## THE PROBLEM:
Transcribe every line of the listing below without any deviation.

:: PROVIDED DATA

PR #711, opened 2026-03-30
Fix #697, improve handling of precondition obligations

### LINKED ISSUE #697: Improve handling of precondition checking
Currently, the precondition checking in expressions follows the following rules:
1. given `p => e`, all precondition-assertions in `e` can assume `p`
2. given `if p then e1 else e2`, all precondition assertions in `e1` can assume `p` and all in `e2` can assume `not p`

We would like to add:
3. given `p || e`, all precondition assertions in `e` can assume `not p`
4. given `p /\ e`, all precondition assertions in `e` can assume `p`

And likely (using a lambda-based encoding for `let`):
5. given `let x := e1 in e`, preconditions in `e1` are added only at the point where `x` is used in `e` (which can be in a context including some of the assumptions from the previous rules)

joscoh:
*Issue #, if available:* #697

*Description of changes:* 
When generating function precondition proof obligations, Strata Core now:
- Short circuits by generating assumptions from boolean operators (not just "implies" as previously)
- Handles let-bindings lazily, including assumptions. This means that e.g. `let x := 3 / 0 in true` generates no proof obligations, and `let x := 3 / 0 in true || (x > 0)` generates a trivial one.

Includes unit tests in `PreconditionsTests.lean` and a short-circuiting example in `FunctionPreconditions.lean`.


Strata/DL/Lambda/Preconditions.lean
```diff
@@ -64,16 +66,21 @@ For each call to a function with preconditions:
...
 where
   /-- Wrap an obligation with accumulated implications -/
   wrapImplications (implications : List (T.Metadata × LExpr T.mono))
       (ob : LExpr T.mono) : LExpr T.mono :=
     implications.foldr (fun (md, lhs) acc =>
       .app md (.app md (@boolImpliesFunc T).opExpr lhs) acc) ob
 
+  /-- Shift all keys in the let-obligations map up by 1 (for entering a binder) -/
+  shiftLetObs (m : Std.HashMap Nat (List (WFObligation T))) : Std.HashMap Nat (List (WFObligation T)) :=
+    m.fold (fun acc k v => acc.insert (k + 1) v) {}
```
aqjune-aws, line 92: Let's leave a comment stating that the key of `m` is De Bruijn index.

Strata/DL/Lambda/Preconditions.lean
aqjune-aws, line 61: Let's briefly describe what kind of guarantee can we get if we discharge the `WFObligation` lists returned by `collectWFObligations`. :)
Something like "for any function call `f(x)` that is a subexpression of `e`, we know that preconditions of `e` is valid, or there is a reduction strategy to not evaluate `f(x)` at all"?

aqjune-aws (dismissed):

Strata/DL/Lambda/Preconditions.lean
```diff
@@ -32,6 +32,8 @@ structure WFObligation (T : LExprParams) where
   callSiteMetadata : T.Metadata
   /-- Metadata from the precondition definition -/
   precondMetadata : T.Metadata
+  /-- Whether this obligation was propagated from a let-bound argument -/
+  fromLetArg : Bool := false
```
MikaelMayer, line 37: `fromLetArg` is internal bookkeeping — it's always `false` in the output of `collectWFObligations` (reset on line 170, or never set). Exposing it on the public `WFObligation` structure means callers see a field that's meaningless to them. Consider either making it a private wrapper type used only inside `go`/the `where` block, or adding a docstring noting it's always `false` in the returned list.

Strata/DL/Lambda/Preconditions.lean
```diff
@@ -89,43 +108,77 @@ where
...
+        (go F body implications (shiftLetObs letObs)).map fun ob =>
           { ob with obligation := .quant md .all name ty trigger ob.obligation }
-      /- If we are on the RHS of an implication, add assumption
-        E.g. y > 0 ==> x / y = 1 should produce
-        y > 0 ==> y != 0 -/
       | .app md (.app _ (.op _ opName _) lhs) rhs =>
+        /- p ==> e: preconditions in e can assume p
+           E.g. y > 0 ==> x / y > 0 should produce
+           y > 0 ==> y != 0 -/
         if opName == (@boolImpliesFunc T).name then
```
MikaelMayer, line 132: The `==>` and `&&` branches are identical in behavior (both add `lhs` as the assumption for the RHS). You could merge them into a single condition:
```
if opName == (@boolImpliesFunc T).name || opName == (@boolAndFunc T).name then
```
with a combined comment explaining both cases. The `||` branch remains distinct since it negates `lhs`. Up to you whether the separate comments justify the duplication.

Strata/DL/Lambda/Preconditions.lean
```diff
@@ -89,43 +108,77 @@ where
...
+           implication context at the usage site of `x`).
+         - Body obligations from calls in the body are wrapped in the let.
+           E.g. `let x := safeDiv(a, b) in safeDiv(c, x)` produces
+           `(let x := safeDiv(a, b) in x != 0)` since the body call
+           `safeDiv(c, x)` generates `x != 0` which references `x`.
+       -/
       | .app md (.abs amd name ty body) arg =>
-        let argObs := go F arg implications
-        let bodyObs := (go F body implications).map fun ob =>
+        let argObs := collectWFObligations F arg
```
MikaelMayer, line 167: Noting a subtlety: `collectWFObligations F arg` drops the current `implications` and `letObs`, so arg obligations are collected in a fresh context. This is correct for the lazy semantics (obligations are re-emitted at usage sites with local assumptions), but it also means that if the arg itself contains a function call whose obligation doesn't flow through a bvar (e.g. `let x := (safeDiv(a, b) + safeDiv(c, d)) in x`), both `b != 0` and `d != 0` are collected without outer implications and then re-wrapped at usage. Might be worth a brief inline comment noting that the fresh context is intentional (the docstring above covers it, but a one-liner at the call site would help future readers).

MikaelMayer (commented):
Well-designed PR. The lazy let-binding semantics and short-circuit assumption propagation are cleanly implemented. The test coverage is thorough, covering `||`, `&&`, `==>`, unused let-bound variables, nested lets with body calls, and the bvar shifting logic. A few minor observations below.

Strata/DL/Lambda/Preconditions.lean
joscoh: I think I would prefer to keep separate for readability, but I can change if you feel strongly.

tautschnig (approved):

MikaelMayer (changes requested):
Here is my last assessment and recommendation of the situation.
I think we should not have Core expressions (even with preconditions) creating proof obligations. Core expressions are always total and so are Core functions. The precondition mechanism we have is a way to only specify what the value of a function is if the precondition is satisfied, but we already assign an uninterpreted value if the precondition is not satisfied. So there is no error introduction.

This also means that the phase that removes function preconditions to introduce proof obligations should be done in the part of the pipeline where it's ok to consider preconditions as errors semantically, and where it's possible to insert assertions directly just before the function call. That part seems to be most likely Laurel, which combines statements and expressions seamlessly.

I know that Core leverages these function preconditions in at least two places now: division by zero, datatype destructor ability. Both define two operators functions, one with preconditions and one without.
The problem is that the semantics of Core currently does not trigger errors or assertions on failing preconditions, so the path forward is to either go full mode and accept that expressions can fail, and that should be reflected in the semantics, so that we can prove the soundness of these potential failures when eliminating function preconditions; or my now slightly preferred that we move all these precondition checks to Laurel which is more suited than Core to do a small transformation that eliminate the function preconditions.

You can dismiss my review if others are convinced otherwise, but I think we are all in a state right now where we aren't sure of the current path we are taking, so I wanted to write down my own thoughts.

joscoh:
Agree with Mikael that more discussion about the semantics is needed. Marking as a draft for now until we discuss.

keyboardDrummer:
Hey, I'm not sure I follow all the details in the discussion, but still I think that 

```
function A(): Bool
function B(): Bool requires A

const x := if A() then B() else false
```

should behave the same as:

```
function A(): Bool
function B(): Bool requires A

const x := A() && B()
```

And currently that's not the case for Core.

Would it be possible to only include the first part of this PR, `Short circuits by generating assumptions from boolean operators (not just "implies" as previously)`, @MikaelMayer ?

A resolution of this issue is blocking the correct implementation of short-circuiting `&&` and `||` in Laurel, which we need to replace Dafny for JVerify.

::::

## ANSWER AREA:
PR #711, opened 2026-03-30
Fix #697, improve handling of precondition obligations

### LINKED ISSUE #697: Improve handling of precondition checking
Currently, the precondition checking in expressions follows the following rules:
1. given `p => e`, all precondition-assertions in `e` can assume `p`
2. given `if p then e1 else e2`, all precondition assertions in `e1` can assume `p` and all in `e2` can assume `not p`

We would like to add:
3. given `p || e`, all precondition assertions in `e` can assume `not p`
4. given `p /\ e`, all precondition assertions in `e` can assume `p`

And likely (using a lambda-based encoding for `let`):
5. given `let x := e1 in e`, preconditions in `e1` are added only at the point where `x` is used in `e` (which can be in a context including some of the assumptions from the previous rules)

joscoh:
*Issue #, if available:* #697

*Description of changes:* 
When generating function precondition proof obligations, Strata Core now:
- Short circuits by generating assumptions from boolean operators (not just "implies" as previously)
- Handles let-bindings lazily, including assumptions. This means that e.g. `let x := 3 / 0 in true` generates no proof obligations, and `let x := 3 / 0 in true || (x > 0)` generates a trivial one.

Includes unit tests in `PreconditionsTests.lean` and a short-circuiting example in `FunctionPreconditions.lean`.


Strata/DL/Lambda/Preconditions.lean
```diff
@@ -64,16 +66,21 @@ For each call to a function with preconditions:
...
 where
   /-- Wrap an obligation with accumulated implications -/
   wrapImplications (implications : List (T.Metadata × LExpr T.mono))
       (ob : LExpr T.mono) : LExpr T.mono :=
     implications.foldr (fun (md, lhs) acc =>
       .app md (.app md (@boolImpliesFunc T).opExpr lhs) acc) ob
 
+  /-- Shift all keys in the let-obligations map up by 1 (for entering a binder) -/
+  shiftLetObs (m : Std.HashMap Nat (List (WFObligation T))) : Std.HashMap Nat (List (WFObligation T)) :=
+    m.fold (fun acc k v => acc.insert (k + 1) v) {}
```
aqjune-aws, line 92: Let's leave a comment stating that the key of `m` is De Bruijn index.

Strata/DL/Lambda/Preconditions.lean
aqjune-aws, line 61: Let's briefly describe what kind of guarantee can we get if we discharge the `WFObligation` lists returned by `collectWFObligations`. :)
Something like "for any function call `f(x)` that is a subexpression of `e`, we know that preconditions of `e` is valid, or there is a reduction strategy to not evaluate `f(x)` at all"?

aqjune-aws (dismissed):

Strata/DL/Lambda/Preconditions.lean
```diff
@@ -32,6 +32,8 @@ structure WFObligation (T : LExprParams) where
   callSiteMetadata : T.Metadata
   /-- Metadata from the precondition definition -/
   precondMetadata : T.Metadata
+  /-- Whether this obligation was propagated from a let-bound argument -/
+  fromLetArg : Bool := false
```
MikaelMayer, line 37: `fromLetArg` is internal bookkeeping — it's always `false` in the output of `collectWFObligations` (reset on line 170, or never set). Exposing it on the public `WFObligation` structure means callers see a field that's meaningless to them. Consider either making it a private wrapper type used only inside `go`/the `where` block, or adding a docstring noting it's always `false` in the returned list.

Strata/DL/Lambda/Preconditions.lean
```diff
@@ -89,43 +108,77 @@ where
...
+        (go F body implications (shiftLetObs letObs)).map fun ob =>
           { ob with obligation := .quant md .all name ty trigger ob.obligation }
-      /- If we are on the RHS of an implication, add assumption
-        E.g. y > 0 ==> x / y = 1 should produce
-        y > 0 ==> y != 0 -/
       | .app md (.app _ (.op _ opName _) lhs) rhs =>
+        /- p ==> e: preconditions in e can assume p
+           E.g. y > 0 ==> x / y > 0 should produce
+           y > 0 ==> y != 0 -/
         if opName == (@boolImpliesFunc T).name then
```
MikaelMayer, line 132: The `==>` and `&&` branches are identical in behavior (both add `lhs` as the assumption for the RHS). You could merge them into a single condition:
```
if opName == (@boolImpliesFunc T).name || opName == (@boolAndFunc T).name then
```
with a combined comment explaining both cases. The `||` branch remains distinct since it negates `lhs`. Up to you whether the separate comments justify the duplication.

Strata/DL/Lambda/Preconditions.lean
```diff
@@ -89,43 +108,77 @@ where
...
+           implication context at the usage site of `x`).
+         - Body obligations from calls in the body are wrapped in the let.
+           E.g. `let x := safeDiv(a, b) in safeDiv(c, x)` produces
+           `(let x := safeDiv(a, b) in x != 0)` since the body call
+           `safeDiv(c, x)` generates `x != 0` which references `x`.
+       -/
       | .app md (.abs amd name ty body) arg =>
-        let argObs := go F arg implications
-        let bodyObs := (go F body implications).map fun ob =>
+        let argObs := collectWFObligations F arg
```
MikaelMayer, line 167: Noting a subtlety: `collectWFObligations F arg` drops the current `implications` and `letObs`, so arg obligations are collected in a fresh context. This is correct for the lazy semantics (obligations are re-emitted at usage sites with local assumptions), but it also means that if the arg itself contains a function call whose obligation doesn't flow through a bvar (e.g. `let x := (safeDiv(a, b) + safeDiv(c, d)) in x`), both `b != 0` and `d != 0` are collected without outer implications and then re-wrapped at usage. Might be worth a brief inline comment noting that the fresh context is intentional (the docstring above covers it, but a one-liner at the call site would help future readers).

MikaelMayer (commented):
Well-designed PR. The lazy let-binding semantics and short-circuit assumption propagation are cleanly implemented. The test coverage is thorough, covering `||`, `&&`, `==>`, unused let-bound variables, nested lets with body calls, and the bvar shifting logic. A few minor observations below.

Strata/DL/Lambda/Preconditions.lean
joscoh: I think I would prefer to keep separate for readability, but I can change if you feel strongly.

tautschnig (approved):

MikaelMayer (changes requested):
Here is my last assessment and recommendation of the situation.
I think we should not have Core expressions (even with preconditions) creating proof obligations. Core expressions are always total and so are Core functions. The precondition mechanism we have is a way to only specify what the value of a function is if the precondition is satisfied, but we already assign an uninterpreted value if the precondition is not satisfied. So there is no error introduction.

This also means that the phase that removes function preconditions to introduce proof obligations should be done in the part of the pipeline where it's ok to consider preconditions as errors semantically, and where it's possible to insert assertions directly just before the function call. That part seems to be most likely Laurel, which combines statements and expressions seamlessly.

I know that Core leverages these function preconditions in at least two places now: division by zero, datatype destructor ability. Both define two operators functions, one with preconditions and one without.
The problem is that the semantics of Core currently does not trigger errors or assertions on failing preconditions, so the path forward is to either go full mode and accept that expressions can fail, and that should be reflected in the semantics, so that we can prove the soundness of these potential failures when eliminating function preconditions; or my now slightly preferred that we move all these precondition checks to Laurel which is more suited than Core to do a small transformation that eliminate the function preconditions.

You can dismiss my review if others are convinced otherwise, but I think we are all in a state right now where we aren't sure of the current path we are taking, so I wanted to write down my own thoughts.

joscoh:
Agree with Mikael that more discussion about the semantics is needed. Marking as a draft for now until we discuss.

keyboardDrummer:
Hey, I'm not sure I follow all the details in the discussion, but still I think that 

```
function A(): Bool
function B(): Bool requires A

const x := if A() then B() else false
```

should behave the same as:

```
function A(): Bool
function B(): Bool requires A

const x := A() && B()
```

And currently that's not the case for Core.

Would it be possible to only include the first part of this PR, `Short circuits by generating assumptions from boolean operators (not just "implies" as previously)`, @MikaelMayer ?

A resolution of this issue is blocking the correct implementation of short-circuiting `&&` and `||` in Laurel, which we need to replace Dafny for JVerify.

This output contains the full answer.